● WHAT NEEDS TO BE DONE: Report every line below that has the string "your" in it.

── INPUT DATA ──

PR #1083, opened 2018-08-02
EPUB OCF 3.2 sections A-E editorial fixes

mteixeira-wwn:
Implemented several editorial changes across appendix sections. Also fixed a few broken references in the technical examples, and applied uniform styles throughout. Some remaining questions:

- "Issue 1:" What are appropriate links for the schema section? What other content/copy still needs authoring?
- Do example implementations of the `application/epub+zip` media type need trademarks? I noticed EPUB uses it in the intro; unsure about "Apple iBooks", "Microsoft Edge", etc.
- "Issue 2:" List of general acknowledgments is still TK, correct?

I'm happy to revert any of my changes.

Thanks, and let me know how I can help further.

### DIFF
--- a/epub32/spec/acknowledgements.html
+++ b/epub32/spec/acknowledgements.html
@@ -7,20 +7,20 @@
 	<p>The EPUB 3.2 revision was led by: </p>
 
 	<ul>
-		<li>Rachel Comerford (Macmillan Higher Education) Chair</li>
-		<li>Dave Cramer (Hachette Livre) Chair</li>
+		<li>Rachel Comerford (Macmillan Higher Education), Chair</li>
+		<li>Dave Cramer (Hachette Livre), Chair</li>
 	</ul>
 
-	<p>In addition to the editors, this version of EPUB would not have been possible without the significant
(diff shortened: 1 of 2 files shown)


mattgarrish:
Are we planning to update the media type registration with IANA? If not, then although I'd normally be fine with your edits to the section, it probably adds confusion if it doesn't match the actual registration.

The only nitpick I have is that appendix B is a single example. It shows multiple files within the example container, but it's still only one example of an OCF.

To your questions: schemas are still TBD, epub's trademark is required for legal reasons but we don't typically acknowledge others, and, yes, acknowledgements are also to be completed.

mteixeira-wwn:
Thank you, @mattgarrish. I'll revise my edits, revert the changes to media type section (did not realize it had to match IANA's record), and update the example section.

mattgarrish:
Well, I was hoping someone else would answer the registration question as I missed what happened with that during my move.

But digging in deeper, I see Dave has already made some changes here: https://github.com/w3c/publ-epub-revision/pull/1055

So maybe leave those edits as is if we are re-registering. @dauwhe can you confirm?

───

● ANSWER TO THE PROBLEM:
Are we planning to update the media type registration with IANA? If not, then although I'd normally be fine with your edits to the section, it probably adds confusion if it doesn't match the actual registration.
To your questions: schemas are still TBD, epub's trademark is required for legal reasons but we don't typically acknowledge others, and, yes, acknowledgements are also to be completed.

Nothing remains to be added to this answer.